SWAP /MB – ESXi swap usage statistics

ZIP /MB – ESXi compression statistics

MEMCTL /MB – ESXi balloon statistics

Now looking at the virtual machines down below host information, you can see several counters listed that can be of use when troubleshooting an individual VM or group of VMs:

MEMSZ – amount of configured guest physical memory

GRANT – amount of guest physical memory granted

SZTGT – amount of memory to be allocated to a machine

TCHD – amount of guest physical memory recently used by the VM

TCHD_W – write working set estimate for a resource pool

SWCUR – current swap usage

SWTGT – expected swap usage

SWR/s – swap in from disk rate

SWW/s – swap out to disk rate

LLSWR/s – memory read from host cache rate

LLSWW/s – memory write to host cache rate

OVHDUW – overhead memory reserved for the vmx user world of a VM group.

OVHD – amount of overhead currently consumed by a VM

OVHDMAX – amount of reserved overhead memory for a VM

Ideally, you’ll look at esxtop and never see any kind of numbers for balloon, compression or swap activity. However if you do see this activity then the ESXi host is overcommitted and is in contention.
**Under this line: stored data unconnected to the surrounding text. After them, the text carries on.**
PR #622, opened 2022-08-22
add minimum interrupt time to luacontroller to optionally remove hyper-fast signals

chvostek:
I've been seeing luacontrollers being used in place of blinkies, because their signal frequency can made much faster. This change provides a reasonable default minimum interrupt time, but also provides a knob so people wishing to keep short times have the option to do so.

Per calcul0n's suggestion, this change provides a warning and sets too-small timer values to whatever minimum is configured, rather than simply failing with an error.


Desour:
:-1: https://github.com/minetest-mods/mesecons/pull/621#issuecomment-1222357532

numberZero:
Dupe of #621.

PR #623, opened 2022-08-25
Handle invalid param2 in presets.lua

TurkeyMcMac:
Fixes https://github.com/minetest-mods/mesecons/issues/610.

To test, load up devtest with Mesecons and homedecor_lighting. Place a Mesecons lever and, separately, a `homedecor:glowlight_small_cube_14`. Use the param2 tool to set the lever's param2 to 25 and the light's param2 to 6. Try turning on the lever. Then try turning on the light using a switch adjacent to it. The game should not crash.

### DIFF
--- a/mesecons/presets.lua
+++ b/mesecons/presets.lua
@@ -64,6 +64,8 @@ local rules_buttonlike = {
 }
 
 local function rules_from_dir(ruleset, dir)
+	if not dir then return {} end
+
 	if dir.x ==  1 then return ruleset.xp end
 	if dir.y ==  1 then return ruleset.yp end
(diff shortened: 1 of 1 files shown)


sfan5:
Can't we place the check closer to the cause of the issue?

TurkeyMcMac:
We could validate the param2 values, but that would be more complicated. I see the current approach as similar to checking for NaN after doing a numeric calculation.

Really the root cause is some other mod changing param2 values willy-nilly, but Mesecons has no control of that.

SmallJoker (approved):
I would also expect an empty table of rules if there is none for the current mesecon direction.
Looks good :+1:

PR #306, opened 2015-06-29
First pass at data tables for filings on committee pages and /filings

LindsayYoung:
URL is not being constructed properly yet.


static/js/modules/tables.js
```diff
@@ -94,6 +110,51 @@ var committeeColumns = [
...
+    orderable: false,
+    render: function(data, type, row, meta) {
+      var anchor = document.createElement('a');
+      anchor.textContent = 'View filing';
+      anchor.setAttribute('href', data);
+      anchor.setAttribute('target', '_blank');
+      return anchor.outerHTML;
+    }
+  },
+  {data: 'committee_name', className: 'min-desktop', orderable: false},
```
jmcarp: Do we need the `committee_name` column here? Won't this be the same for every row?

LindsayYoung: For the committee page, we don't need committee name, but for the filings query builder we do since you could query across committees. That's why there are two tables. You can see the filings query builder on the front end at `/filings`.

jmcarp: Agreed, but both tables include the `committee_name` column, and the committee page table looks like this:
screen shot 2015-07-20 at 10 18 58 am

LindsayYoung: Oh, I agree- we don't need committee name on the committee page! I can fix that.

LindsayYoung:
@noahmanger the basics are here but it is still looking a bit off.

Here are my notes on the progress of this branch:
 - Right now it just filters by committee_id, need to add name
 - I just added filter by candidate_id to the dev api, when that goes through we can add the registration forms to the candidate pages
 - Need to add other document types on the API
 - Filings should only load if you go to the tab, or this will
 slow down the site
 - the two year period should be hidden on the upper right.

noahmanger:
Looking pretty good. A few thoughts:
- Is there any way to have a more descriptive name field? It would probably be something like "Report Type" + something. I'm thinking like "April Quarterly 2015" or something.
- And then I'd love for this descriptive name to replace the "View filing" link
- Do we need the "Form type" column on this page? 
- For amendment indicator can we just show something if it is amended and if not keep it blank?
- How much work is it make the nested amendment rows like we had in the mocks?
- We still need to implement the details sidebar

LindsayYoung:
These are great comments

 - Yes, I will make something that looks better in the API
 - We can add the link to in the name
 - Form type isn't listed there anymore- I think you were looking at an older version of the branch
 - The amendment indicator can be "A", "N" or null, so I was trying to be true to the underlying data. 
 - I don't know how to combine the docs and keep them sortable. It is not impossible, but it would take more thinking.
 - Sidebar is a whole separate task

More resources need to be added the the ESXi host, the cluster or some of the VMs need to be moved to an ESXi host with memory resources available.

esxtop CPU View

The default view of esxtop is CPU, there are several useful counters in this view.

GID – group ID

NAME – virtual machine name

NWLD – number of worlds

%USED – percentage physical CPU time accounted to this world

%RUN – percentage of total scheduled time for the world to run

%SYS – percentage of time spend by system services for that world

%WAIT – percentage of time spent by the world in a wait state

%VMWAIT – derivative of %WAIT except it doesn’t include %IDLE

%RDY – percentage of time the world was ready to run

%IDLE – percentage of time the vCPU world is in idle loop

%OVRLP – percentage of time spend by system services on behalf of other worlds

%CSTP – percentage of time the world spend in ready, co-deschedule state (only relevant to SMP VMs)
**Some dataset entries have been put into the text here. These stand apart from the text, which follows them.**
Issue #293, opened 2015-06-25
Improve filter toggle button 


noahmanger:
Doesn't make sense in the light blue box. I'm playing with it.

noahmanger:
Something like this...

![](https://s3.amazonaws.com/f.cl.ly/items/0e1j1A0n3x1C2T1j1618/Screen%20Recording%202015-06-24%20at%2006.02%20PM.gif)

noahmanger:
And then on mobile it will slide down from the top.

noahmanger:
@jenniferthibault thoughts?

jenniferthibault:
The arrow directions are great! We may still need supporting text (show filters, hide filters), as I'm not sure it's obvious what will be happening. Is sideways text a bad idea?

Sorry for the hold-up for such a simple comment. Now that the meeting is done I'll be more on point

noahmanger:
Yeah I was wondering about that too. I don't know how I feel about sideways text. I don't mind it when I see it places. Two other ideas:

Include this sort of filter icon next to the arrow:
![](https://cdn0.iconfinder.com/data/icons/pixon-1/24/filter_list_order_sequence_sort_sorting_outline-512.png)

Or on hover, the tab could slide out a little and say "Filters".

jenniferthibault:
Oh yes! The slide out to say "Filter" on hover/tab focus (for 508) seems the most direct to me. I read that icon as "graphs," or "charts," more than filter.

PR #308, opened 2015-06-30
Improve filter button

msecret:
This moves the filter button to the right side of the filter bar. This
was done so the filter button UI was attached to the actual filter
UI, so the button affords closing and opening the side bar.

This iteration doesn't include any animation. Animation would require
some extra work.

Fixes https://github.com/18F/openFEC-web-app/issues/293


msecret:
This is how it's looking at various breakpoints. @jenniferthibault @noahmanger, the position of the filter buttons breaks at the smallest breakpoint when its minified. It's running into the header below it.

screen shot 2015-07-01 at 4 53 03 pm
screen shot 2015-07-01 at 4 53 20 pm
screen shot 2015-07-01 at 4 53 37 pm
screen shot 2015-07-01 at 4 53 52 pm
screen shot 2015-07-01 at 4 54 01 pm
screen shot 2015-07-01 at 4 54 11 pm
screen shot 2015-07-01 at 4 54 16 pm

jenniferthibault:
@msecret I'm working through some other tweaks to different elements on other screen sizes you've shown, but: 
A) Is this set of changes to the mobile view possible?; 
B) Is this kind of markup helpful?

artboard 20

noahmanger:
This looks way better. A couple other ideas:

1. Would love for this to default to closed on mobile so you see the data first.
2. If that's the case, we may need an indicator that filters are applied.

jenniferthibault:
Next up: Show filters on mobile screens. Same philosophy for the changes you see here as in "hide filter" above.
artboard 20

jenniferthibault:
Medium and XL screens:

artboard 23

artboard 22


Glad to talk through anything that throws a monkey wrench into something that I haven't noticed!

jenniferthibault:
I was confusing myself with all the descriptions of how the menu worked. I hope this helps to clarify!
artboard 24

noahmanger:
On small screens I'm worried that the icon switching sides with the text might be kind of a weird jump. Is there a reason you had it like that?

jenniferthibault:
THANK YOU @noahmanger ! It made sense in my head when I was making it, but I didn't pause to review it when finished. For small screens, the icon is now on the left so that people read it (and hopefully get the signal) before they have to read the text. For large screens, since the text is moving left-right, the icon is on the right so that the words disappear & reveal in-sync with the animation. Does that make sense, or should they all be on the same side?  cc @msecret — sorry for the confusion here.

artboard 24 copy

noahmanger:
Nice. Yeah I think it makes sense to be on the right on large screens. I like it!

msecret:
@noahmanger @jenniferthibault , I just updated this, here are some new screens.

screen shot 2015-07-07 at 3 27 11 pm
screen shot 2015-07-07 at 3 27 17 pm
screen shot 2015-07-07 at 3 27 29 pm
screen shot 2015-07-07 at 3 27 42 pm

msecret:
Still left to do:
- Mobile animation for filter slide up. I'm having trouble with this, not 100% we should do it right now.
- Fix staggering fields problem on tablet. I think I might want to put this in a different PR has it's pretty separate from this issue.

static/styles/_components/_side-panel.scss
```diff
@@ -23,24 +23,144 @@
 }
 
 .side-panel {
```
noahmanger: This is my fault for the way this was originally implemented, but the glossary also has the `.side-panel` class, so all of these style changes break it. We could either move them to `.side-panel--left` or remove the `.side-panel` class from the glossary. (They started out as similarly functioning things, so made sense for them to share some styles, but they're no pretty different so maybe it makes more sense to break them out).

static/styles/_components/_side-panel.scss
```diff
@@ -23,24 +23,144 @@
...
-  padding: 2rem;
-  top: 0;
+  background: $lightest-gray;
+  border-color: $light-gray;
+  border-style: solid;
+  border-bottom-width: 1px;
+  border-top-width: 0;
   bottom: 0;
+  //padding: 1rem;
```
noahmanger: Does this need to stay in here?

static/styles/_components/_side-panel.scss
```diff
@@ -23,24 +23,144 @@
...
+  position: absolute;
+  top: 0;
+  width: 100%;
+
+  h4 {
+    margin-top: 1em;
+  }
+
+  &.side-panel--open {
```
noahmanger: Does this need to be nested or can it be moved up a level?

static/styles/_components/_side-panel.scss
```diff
@@ -23,24 +23,144 @@
...
+    float: left;
+    margin-left: -17%;
+    position: static;
+    width: 17%;
+
+    .side-panel__box {
+      position: relative;
+    }
+
+    .side-panel__toggle.side-panel__toggle {
```
noahmanger: Is this a typo?

templates/candidates.html
```diff
@@ -11,27 +11,15 @@
...
-        {% include 'partials/filters/parties.html' %}
-        {% include 'partials/filters/states.html' %}
-        {% include 'partials/filters/districts.html' %}
-
-      <div class="field">
-        <button type="submit" class="primary">Apply filters</button>
-      </div>
-    </form>
-  </div>
+  {% set filters = [
```
noahmanger: Yessss. Love this.

static/styles/_components/_side-panel.scss
msecret: Unfortunately, no. It's a big of a specificity hack to get around having to use `!important`.

noahmanger: Oh cool. I had no idea.

static/js/modules/tables.js
```diff
@@ -165,6 +165,7 @@ function initTable($table, $form, baseUrl, columns) {
   var $paging = $(api.table().container()).find('.results-info--top');
   $paging.prepend($('#filter-toggle'));
```
noahmanger: This line needs to be removed. It's moving the button.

%MLMTD – percentage of time world was ready to run but was not scheduled because that would violate “CPU limit” settings

%SWPWT – percentage of time the world is waiting for the VMkernel swapping memory

High CPU ready time is a major indicator of CPU performance issues, you may have excessive usage of vSMP or a limit set (check %MLMTD for that). Another metric to check is %CSTP, this will help you determine whether you can decrease the amount of vCPUs for some of the virtual machines which will help with improving scheduling opportunities.

%SYS is usually caused by high IO virtual machine. %SWPWT is usually caused by memory overcommitment.

esxtop Network View

The last post discussed navigating esxtop, now let’s get into each view a little bit more.
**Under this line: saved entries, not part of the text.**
PR #302, opened 2015-06-26
Feature/itemized tables

jmcarp:
Still in progress; not ready for merge!

PR #312, opened 2015-07-02
Feature/committee file date

### LINKED ISSUE #289: Enable filtering and sorting by Form 1 Filing Date on /committees
**Goal:** Users should be able to filter for committees registered on (or after?) a particular date and also to sort by filing date.

**Completion Criteria:** Implemented on site.

**Steps:**
- [x] Define behavior
- [x] Design interface
- [ ] Implement

**Screen:**
This is referring to another filter and column to add to the committee browse page: 
screen shot 2015-06-29 at 12 47 25 pm

jmcarp:
Add file date filter and column.

[Resolves #289]

This is working as expected, but probably needs more discussion; see #289.


jmcarp:
This has been updated per Slack / GitHub discussion @noahmanger @LindsayYoung.

jmcarp:
Pinging @noahmanger @LindsayYoung for review. After we talked this through last week, the patch became very simple and should be quick to review--it basically just adds a sortable column on first file date, and a date formatter helper for the frontend. There's also some utility code for calculating the current month, quarter, and year, which isn't used here but will be in #302.

noahmanger:
Looks good, but the problem is that there's no way to see the most recent because there's a bunch of committees with blanks in that column. How should we handle this?

jmcarp:
We could change the sorting logic to filter out `NULL` values--if you're sorting on date, whether ascending or descending, you probably only want to see records that have a date.

jmcarp:
We could also have the database treat `NULL` values as small (by default, they're considered large). That would help with finding the most recent records, but then looking for the least recent would return a bunch of records with `NULL` dates.

jmcarp:
Any preferences @noahmanger @LindsayYoung? I think omitting records with null values on the sorted column is reasonable, but maybe there are better solutions.

jmcarp:
@noahmanger the point you brought up about empty rows will be resolved once #322 is merged.

msecret:
There's quite a few JS libs added in this code.

I know I hadn't completely set this up yet before I moved to less time on this project, but ideally, when theres JS libs added, I'd like to see what the impact would be. Like how many kbs added, and how that effects things like time to first paint, speed index, or custom metrics. Although I understand this is hard to do now, just wanted to comment as a good place to move to.

noahmanger:
Good looking out @msecret . What do you all think about hiding the "Treasurer Name" column? @LindsayYoung I think this was a suggestion you made a while back?

jmcarp:
The libraries added here should each be < 30 kB, minified and gzipped. If we're looking to optimize load times, I'm guessing we'd get the most traction from splitting the browserify bundle into pieces--loading d3,  handlebars, and datatables on the homepage (which uses none of the above).

noahmanger:
Should we make a separate issue for looking at performance and making these sorts of changes?

jmcarp:
We have an issue for splitting code bundles: https://github.com/18F/openFEC/issues/908. We also have performance tracking on dev, which we should be able to track with New Relic (is that right @msecret?)--maybe we need an issue for gathering / evaluating those performance numbers.

msecret:
I'd like to check out New Relic to see what performance tracking they have implemented.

There are several network counters that are default when you go to the networking view, here’s a brief overview of each:

PKTTX/s – # of packets transmitted per second

MbTX/s – MegaBits transmitted per second

PKTRX/s – # of packets received per second

MbRX/s –  MegaBits received per second

%DRPTX – percentage of transmit packets dropped

%DRPRX – percentage of receive packets dropped

A major indicator of potential network performance issues is dropped packets. This can be indicative of a physical device failing, queue congestion, bandwidth issues, etc.

Something else to check when having network issues is high CPU usage, the CPU Ready Time counter (%RDY) can be beneficial when diagnosing CPU issues.

If you are having these issues in your environment, consider using jumbo frames, taking advance of hardware features provided by the NIC like TSO (TCP Segmentation Offload) and TCO (TCP Checksum Offload)

Also, make sure to check out physical network trunks, interswitch links, etc for overloaded pipes.

Consider: moving the VM with high network demand to another switch, adding more uplinks to a virtual switch and check for which vNIC driver is being used.

Navigating ESXTOP

A tool that is very useful is “esxtop.” This command-line tools allows monitoring and collecting of data for the core four resources: CPU, memory, network, and disk.

After enabling SSH on an ESXi host, open up PuTTY and connect to that ESXi host using your root account and password.

Start running esxtop by typing the command on a single line:

esxtop
Once the tool is running, you need to know how to work with it. It runs from the command line and is managed via key strokes.
By default, the tools begins running in the CPU view. I can change views by simply typing “n” for the network view, “d” for the disk view, and “m” for the memory view.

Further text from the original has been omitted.